While many SAT problems can be solved quickly, the best known algorithms to solve a boolean SAT problem take exponential time (in terms of length of input or number of variables - not well read enough to know distinction) to solve.
The boolean SAT problem is NP-complete, meaning every problem in NP has a polynomial algorithm to reduce it to a boolean SAT problem.
The exponential time hypothesis says the worst-case for some problems in NP is exponential time.
If the exponential time hypothesis is true, then boolean SAT takes exponential time, in the worst case.

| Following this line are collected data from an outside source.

PR #144, opened 2022-08-08
Remove iproute2 dependency (using `route` from net-tools instead)

jingyuanliang:
/assign @MrHohn

### DIFF
--- a/scripts/install-cni.sh
+++ b/scripts/install-cni.sh
@@ -191,8 +191,18 @@ else
     sed -e "s#@ipv6SubnetOptional##g; s#@ipv6RouteOptional##g")
 fi
 
+# Format of `route` output:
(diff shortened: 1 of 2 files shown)


scripts/install-cni.sh
```diff
@@ -192,7 +192,7 @@ else
 fi
 
 # Set mtu
-default_nic=$(ip route get 8.8.8.8 | sed -nr "s/.*dev ([^\ ]+).*/\1/p")
+default_nic=$(route -n | grep -E '^0\.0\.0\.0\s+\S+\s+0\.0\.0\.0' | grep -oE '\S+$')
```
MrHohn, line 195: For easier future reference, could you put a quick comment on what this is matching? This was not immediately clear to me until I tried out the command and learned the output format.

MrHohn (approved):
Thanks!
/lgtm
/approve

PR #145, opened 2022-08-08
Replace call to `expr` with bash-builtin operation

jingyuanliang:
/assign @MrHohn


MrHohn (approved):
Thanks!
/lgtm
/approve

PR #146, opened 2022-08-09
Move netd-init to distroless-iptables with manually added binaries

jingyuanliang:
/assign @MrHohn 
/hold


jingyuanliang:
Notes:
- This should be merged after #147.
- Third party versions need to be bumped (at least toybox 0.8.8).

MrHohn (approved):
As a follow up - could you try to put more comments in the updated Dockerfile.in file as some steps are not as obvious as before?
/lgtm
/approve

PR #147, opened 2022-08-17
Setup IPV6 when node-local stack type label is present

synth-beat:
ENABLE_IPV6 is a global flag that will set the stack type for ALL nodes. If the stack type label is present, use that instead to control node-specific stack type.

### DIFF
--- a/scripts/install-cni.sh
+++ b/scripts/install-cni.sh
@@ -145,7 +145,10 @@ if [ "$ENABLE_MASQUERADE" == "true" ]; then
   fi
 fi
 
-if [ "${ENABLE_PRIVATE_IPV6_ACCESS:-}" == "true" ] || [ "$ENABLE_IPV6" == "true" ]; then
+STACK_TYPE=$(printf '%s' "$response" | jq '.metadata.labels."cloud.google.com/gke-stack-type"')
+echo "Node stack type label: '${STACK_TYPE:-}'"
+
+if [ "${ENABLE_PRIVATE_IPV6_ACCESS:-}" == "true" ] || [ "$ENABLE_IPV6" == "true" ] || [ "${STACK_TYPE:-}" == '"IPV4_IPV6"' ]; then
   node_ipv6_addr=$(curl -s -k --fail "http://metadata.google.internal/computeMetadata/v1/instance/network-interfaces/0/?recursive=true" -H "Metadata-Flavor: Google" | jq -r '.ipv6s[0]' ) ||:
 
   if [ -n "${node_ipv6_addr:-}" ] && [ "${node_ipv6_addr}" != "null" ]; then


jingyuanliang:
Do you have more context about the intention of this change? Changes like this have to be rolled out carefully.

synth-beat:
Marking as draft for today to discuss proper interaction with ENABLE_IPV6

scripts/install-cni.sh
```diff
@@ -145,7 +145,9 @@ if [ "$ENABLE_MASQUERADE" == "true" ]; then
   fi
 fi
 
-if [ "${ENABLE_PRIVATE_IPV6_ACCESS:-}" == "true" ] || [ "$ENABLE_IPV6" == "true" ]; then
+STACK_TYPE=$(printf '%s' "$response" | jq '.metadata.labels."cloud.google.com/gke-stack-type"')
+
+if [ "${ENABLE_PRIVATE_IPV6_ACCESS:-}" == "true" ] || [[ "${STACK_TYPE:-}" == "IPV4_IPV6" ] || [[ -z "$STACK_TYPE" && "$ENABLE_IPV6" == "true" ]]; then
```
jingyuanliang, line 150: `"${STACK_TYPE:-}" == '"IPV4_IPV6"'` note the quotes.

synth-beat: Fixed.

synth-beat:
> Marking as draft for today to discuss proper interaction with ENABLE_IPV6

Moving forward with OR'ing the fields. ENABLE_IPV6 is needed independently of the stack type label.

jingyuanliang:
> > Marking as draft for today to discuss proper interaction with ENABLE_IPV6
> 
> Moving forward with OR'ing the fields. ENABLE_IPV6 is needed independently of the stack type label.

Update your PR title to say this. It goes into merge commit description.

scripts/install-cni.sh
```diff
@@ -145,7 +145,9 @@ if [ "$ENABLE_MASQUERADE" == "true" ]; then
   fi
 fi
 
-if [ "${ENABLE_PRIVATE_IPV6_ACCESS:-}" == "true" ] || [ "$ENABLE_IPV6" == "true" ]; then
+STACK_TYPE=$(printf '%s' "$response" | jq '.metadata.labels."cloud.google.com/gke-stack-type"')
+
```
sdmodi, line 149: Would be good to add a log stating the stack type on the node. This can help debug issues where we aren't seeing the correct stack type or if we are enabling v6 due to the stack type.

sdmodi:
LGTM

scripts/install-cni.sh
synth-beat: Added log line for stack type.

jingyuanliang:
/lgtm
/assign @MrHohn 

btw do we want the ":-" thing? I don't see a reason STACK_TYPE can end up undefined.

also the uppercase/lowercase in the file seems inconsistent. maybe we can sort them out at some point but not necessarily now.

synth-beat:
> /lgtm /assign Zihong Zheng
> 
> btw do we want the ":-" thing? I don't see a reason STACK_TYPE can end up undefined.
> 
> also the uppercase/lowercase in the file seems inconsistent. maybe we can sort them out at some point but not necessarily now.

The parameter expansion (":-") is intended to ensure the stack type is an empty string as a fallback if it is missing.

jingyuanliang:
I know what it is, but I don't see a case where it will be missing as a variable. If it won't be missing, this may cover other issues such as typos in the future.

"...where it will be missing *as a variable*" I mean, if the field is missing in JSON, STACK_TYPE will get string `null`; if jq fails, it will get an empty string, so it should be never missing, if I understand it correctly.

MrHohn (approved):

synth-beat:
> I know what it is, but I don't see a case where it will be missing as a variable. If it won't be missing, this may cover other issues such as typos in the future.
> 
> "...where it will be missing _as a variable_" I mean, if the field is missing in JSON, STACK_TYPE will get string `null`; if jq fails, it will get an empty string, so it should be never missing, if I understand it correctly.

Ah, yeah, it might not be necessary. We can remove it at a later date if needed.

3-SAT is a boolean SAT problem where clauses are limited to 3 literals or their negations.
3-SAT is NP-complete.
Given n literals, there are roughly n^3 different 3-clauses one could make. (n choose 3)
This means there are roughly 2^(n^3) different 3-SAT problems.
If the exponential time hypothesis is true solving all possible 3-SAT problems takes 2^(n^3)*2^n = O(2^polynomial(n)), which is still exponential.
In other words, if the exponential time hypothesis is true, then solving a single 3-SAT problem is about as hard as solving all possible 3-SAT problems with the same variable count.
Is this logic correct?